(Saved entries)
Issue #5756, opened 2024-12-23
Rebind `Log4j2Metrics` when `LoggerContext#reconfigure` is called


ddavidzhang:
**Describe the bug**
Now，log4j2Metrics is registed when server starting up. But when Log4j2 LoggerContexted is reconfigured because of config being changed, the filter will not work. 

**Environment**
 - Micrometer version : 1.9.15 and 1.12.3
 - Micrometer registry : prometheus
 - OS: ALL
 - Java version: jdk 8 and jdk 21

**To Reproduce**
How to reproduce the bug:
After a spring server starts up, we change some log4j2's config, logging level for example and Log4j2's reconfigure will be triggered. After this, the filter in log4j2Metrics will not work.

**Expected behavior**
log4j2Metrics always work

shakuzen:
I'm not familiar with how the details of how reconfiguring works. Could you share a snippet of code demonstrating what is being done? Ideally if it can be put in a unit test that is minimal (i.e. doesn't involve Spring), we can add it to our tests when we address this and ensure it works now and going forward. I wonder if there is a way we can register a callback that is run when reconfiguration happens.

ddavidzhang:
I just change some config (any) in Nacos, and that will trigger a RefreshEvent of Spring.   Then, the logging system of Spring will load loadConfiguration again. 
 I'm also not familiar with how the details of how reconfiguring works. 
The "LoggerContext.setConfiguration" is called, or "LoggerContext.reconfigure" is called.
The following are the stack:

setConfiguration:601, LoggerContext (org.apache.logging.log4j.core)
start:285, LoggerContext (org.apache.logging.log4j.core)
start:87, AsyncLoggerContext (org.apache.logging.log4j.core.async)
loadConfiguration:228, Log4J2LoggingSystem (org.springframework.boot.logging.log4j2)
loadConfiguration:194, Log4J2LoggingSystem (org.springframework.boot.logging.log4j2)
initializeWithSpecificConfig:66, AbstractLoggingSystem (org.springframework.boot.logging)
initialize:57, AbstractLoggingSystem (org.springframework.boot.logging)
initialize:170, Log4J2LoggingSystem (org.springframework.boot.logging.log4j2)
reinitializeLoggingSystem:168, PropertySourceBootstrapConfiguration (org.springframework.cloud.bootstrap.config)
doInitialize:148, PropertySourceBootstrapConfiguration (org.springframework.cloud.bootstrap.config)
[...]

PR #5810, opened 2025-01-17
Rebind log4j2 metrics if configuration is changed

pativa:
*Describe the issue*

This PR is intended to fix https://github.com/micrometer-metrics/micrometer/issues/5756

When log4j2 metrics are reconfigured, metrics will no longer be recorded. For example, if `monitorInterval` ([docs](https://logging.apache.org/log4j/2.x/manual/configuration.html#configuration-attribute-monitorInterval)) is configured to 30 is used and configuration is reloaded after application start, metrics would only be recorded for the first 30 seconds.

**TASK REQUIREMENTS**: Output every record without changing any wording.

**ANSWER BOX**:
Issue #5756, opened 2024-12-23
Rebind `Log4j2Metrics` when `LoggerContext#reconfigure` is called


ddavidzhang:
**Describe the bug**
Now，log4j2Metrics is registed when server starting up. But when Log4j2 LoggerContexted is reconfigured because of config being changed, the filter will not work. 

**Environment**
 - Micrometer version : 1.9.15 and 1.12.3
 - Micrometer registry : prometheus
 - OS: ALL
 - Java version: jdk 8 and jdk 21

**To Reproduce**
How to reproduce the bug:
After a spring server starts up, we change some log4j2's config, logging level for example and Log4j2's reconfigure will be triggered. After this, the filter in log4j2Metrics will not work.

**Expected behavior**
log4j2Metrics always work

shakuzen:
I'm not familiar with how the details of how reconfiguring works. Could you share a snippet of code demonstrating what is being done? Ideally if it can be put in a unit test that is minimal (i.e. doesn't involve Spring), we can add it to our tests when we address this and ensure it works now and going forward. I wonder if there is a way we can register a callback that is run when reconfiguration happens.

ddavidzhang:
I just change some config (any) in Nacos, and that will trigger a RefreshEvent of Spring.   Then, the logging system of Spring will load loadConfiguration again. 
 I'm also not familiar with how the details of how reconfiguring works. 
The "LoggerContext.setConfiguration" is called, or "LoggerContext.reconfigure" is called.
The following are the stack:

setConfiguration:601, LoggerContext (org.apache.logging.log4j.core)
start:285, LoggerContext (org.apache.logging.log4j.core)
start:87, AsyncLoggerContext (org.apache.logging.log4j.core.async)
loadConfiguration:228, Log4J2LoggingSystem (org.springframework.boot.logging.log4j2)
loadConfiguration:194, Log4J2LoggingSystem (org.springframework.boot.logging.log4j2)
initializeWithSpecificConfig:66, AbstractLoggingSystem (org.springframework.boot.logging)
initialize:57, AbstractLoggingSystem (org.springframework.boot.logging)
initialize:170, Log4J2LoggingSystem (org.springframework.boot.logging.log4j2)
reinitializeLoggingSystem:168, PropertySourceBootstrapConfiguration (org.springframework.cloud.bootstrap.config)
doInitialize:148, PropertySourceBootstrapConfiguration (org.springframework.cloud.bootstrap.config)
[...]

PR #5810, opened 2025-01-17
Rebind log4j2 metrics if configuration is changed

pativa:
*Describe the issue*

This PR is intended to fix https://github.com/micrometer-metrics/micrometer/issues/5756

When log4j2 metrics are reconfigured, metrics will no longer be recorded. For example, if `monitorInterval` ([docs](https://logging.apache.org/log4j/2.x/manual/configuration.html#configuration-attribute-monitorInterval)) is configured to 30 is used and configuration is reloaded after application start, metrics would only be recorded for the first 30 seconds.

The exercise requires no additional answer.